Diese Lösungen haben einen höheren osmotischen Druck als Haut oder Augen. Das bremst das Eindringen des Gefahrstoffes in das Innere des Gewebes. Zudem enthalten sie amphotere und chelatbildende Moleküle, die mit ätzenden oder reizenden Gefahrstoffen reagieren und somit die Gefahr für das Gewebe mindern. Bei nicht ausreichend gespülten Augen, so Schrader, gestaltet sich die anschließende stationäre Behandlung oft mühsam und langwierig. Folgeoperationen können noch Jahre später notwendig werden, bemerkte er.

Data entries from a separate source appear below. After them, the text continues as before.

PR #719, opened 2024-11-08
Replacing get_posts with wc_get_orders

wjrosa:
Fixes 2248-gh-woocommerce/woocommerce-subscriptions

## Description

This PR replaces the usage of the function `get_posts` with `wc_get_orders` to improve performance. To do that, I have updated all the parameters accordingly.

## How to test this PR

Code review. Check if the tests are still passing.

## Product impact

### DIFF
--- a/changelog.txt
+++ b/changelog.txt
@@ -1,7 +1,6 @@
 *** WooCommerce Subscriptions Core Changelog ***
 
 = 7.7.0 - xxxx-xx-xx =
-* Dev: Replaces calls to get_posts with wc_get_orders to improve performance.
 * Dev - Minor refactoring of `init` method in `WC_Subscriptions_Upgrader` class.
 * Dev - Introduce the filter `woocommerce_subscriptions_synced_first_renewal_payment_timestamp` to enable plugins to modify the first renewal date of synced subscriptions.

»Während sich vor 100 Jahren die meisten Augenverletzungen am Arbeitsplatz ereigneten, passieren Unfälle heute zum überwiegenden Teil bei Freizeitaktivitäten, im Sport oder bei Heimwerkertätigkeiten«, warnte der Mediziner mit Verweis auf die Bedeutung entsprechender Sicherheitsmaßnahmen. So sollten motorbetriebene Geräte zum Beispiel in Werkstätten und Gärten nur mit geeignetem Augenschutz und Sicherheitshandschuhen betätigt werden.
Dringend angezeigt seien Schutzbrillen auch beim Spiel und Sport mit kleinen Bällen, sprich: Squash und Golf. »Gehen diese Bälle ins Auge, so können sie ungehindert zum Augapfel vordringen«, unterstrich Dr. Ameli Gabel-Pfisterer, Potsdam. Nicht zufällig seien Schutzbrillen bei entsprechenden Turnieren unter anderem in England und in den USA zwingend Pflicht.

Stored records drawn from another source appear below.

PR #722, opened 2024-11-13
In our customer notification emails, only display the subscription that is about to renew or expire, don't show all subscriptions purchased in the parent order.

### LINKED ISSUE #721: The "Subscription Info" table displayed in customer notification emails shows all subscriptions purchased in the parent/initial order
## Describe the bug
Reminder emails currently shows details for all subscriptions included in the original parent/initial order rather than just the one that's about to renew or expire. 

For example, if you purchase a weekly and an every 2nd day subscription in the same order, and then process the "upcoming renewal order" email for the weekly subscription, the "Subscriptions info" table shows both subscriptions.

Image

This is caused by each customer notification template using `\WC_Subscriptions_Order::add_sub_info_email( $order, $sent_to_admin, $plain_text );` where `$order` is the parent order.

Beim Fußball kämen als Ursachen von Augenverletzungen insbesondere Ellenbogen oder Finger der Gegen- und Mitspieler zum Tragen. Berichten 75 Prozent der Amateurboxer über Augenprellungen, so seien sie in 30 Prozent der Fälle von peripheren Netzhautrissen mit oftmals gravierenden Konsequenzen betroffen. »Sport ist zwar generell gesund und somit unumgänglich. Immer jedoch ist mit Blick auf die jeweilige Sportart eine individuelle Risikoabschätzung vorzunehmen«, machte die Ophthalmologin deutlich.
Während von Verletzungen der Augen beim Sport zu 75 Prozent Männer betroffen sind, sind es bei Augenverletzungen durch Feuerwerkskörper mit 40 Prozent insbesondere Kinder und Jugendliche – oft auch beidseitigen (15 Prozent), Tendenz ist steigend. »Besonders alarmierend: Etwa die Hälfte aller Unfälle durch Böller & Co. trifft Zuschauer und Passanten – also Unbeteiligte«, bemerkte Gabel-Pfisterer.

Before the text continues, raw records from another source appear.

PR #727, opened 2024-11-18
Correctly style My Account > Subscriptions actions as buttons when using a block theme

mattallan:
Fixes 4748-gh-woocommerce/woocommerce-subscriptions

## Description

Stores using block themes will cause subscription action buttons to be displayed as links instead of the expected buttons. The issue with this is the links are tightly grouped making it confusing to understand that these are actually individual links.

This PR brings back the button styles when switching to a block theme for:
- The list of subscription actions on the single view subscription page (i.e "Cancel", "Change payment" etc)
- The "View" links on the related order table
- The "View" links on the subscriptions list

**View Subscription Actions**

| Before | After |
|--------|--------|
| image | image |

**Related Orders Actions**

| Before | After |
|--------|--------|
| image | image |

**Subscriptions List**

| Before | After |
|--------|--------|
| image| image |

## How to test this PR

1. While on `trunk` enable the `Twenty Twenty Four` theme and visit your My Account Page
2. When viewing My Account subscription pages, notice that the buttons are being displayed as links
3. Checkout this branch and confirm the links are now displayed properly as buttons.
4. Switch to a non-block theme like Storefront and confirm no changes.

## Product impact

### DIFF
--- a/assets/css/view-subscription.css
+++ b/assets/css/view-subscription.css
@@ -7,6 +7,11 @@
 	}
 }
 
+.subscription_details .button {
+	display: inline-block;
+	margin-bottom: 0.5em;
+}
+
 .subscription-auto-renew-toggle {
 	margin-left: 5px;
 	margin-bottom: 2px;
--- a/changelog.txt
+++ b/changelog.txt
@@ -1,5 +1,8 @@
 *** WooCommerce Subscriptions Core Changelog ***
 
+= 7.8.0 - xxxx-xx-xx =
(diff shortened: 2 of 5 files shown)


Mayisha (approved):
Thanks for the UI update @mattallan. It looks better now 🎉 

In 'My Account > Subscriptions' page-
✅ Buttons are correct in the storefront theme in `trunk` as well as this branch.
✅ Buttons look like links in `twenty twenty four` theme in the `trunk` branch. In this branch the styles are correct and they are rendered as buttons.

Screenshot 2024-11-18 at 12 30 47 PM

»Es ist die Kombination mechanischer, chemischer und thermischer Einwirkungen, die Feuerwerkskörper so gefährlich macht. Es kann zu schweren Oberflächenverletzungen, stumpfen Augenprellungen oder Zerreißungen des Augapfels kommen, die trotz intensiver Therapie nur mit bleibenden Schäden abheilen«, erläuterte sie.
Studiengemäß bleibt nach Abschluss der Behandlung schwerer Augenverletzungen durch Knallkörper zumeist nur eine Sehschärfe von 20 Prozent zurück. Die DOG setzt sich daher nicht nur für die Abgabe von Schutzbrillen beim Kauf von Feuerwerkskörpern, sondern auch für ein Verbot privat genutzter Pyrotechnik ein.
Umsicht beugt vor und kann Schlimmes verhindern: Die Referenten hoben hervor, dass der Anteil beruflich bedingter Verletzungen in Deutschland in den letzten hundert Jahren stark zurückgegangen ist, da die Berufsgenossenschaften die Einhaltung des Arbeitsschutzes kontrollieren und die Maßnahmen zur Arbeitssicherheit stetig verbessern.
Die hohe Zahl schwerer Augenverletzungen bei Verkehrsunfällen habe erst durch die Einführung des Bußgeldes für Gurtmuffel Mitte der 1980er Jahre gesenkt werden können – und das zu 90 Prozent. Allein die Maßnahmen zur Verbesserung der Fahrzeugsicherheit durch den Einbau von Sicherheitsgurten und die bei Verstoß zunächst gebührenfreie gesetzliche Gurtpflicht hätten nicht viel gebracht.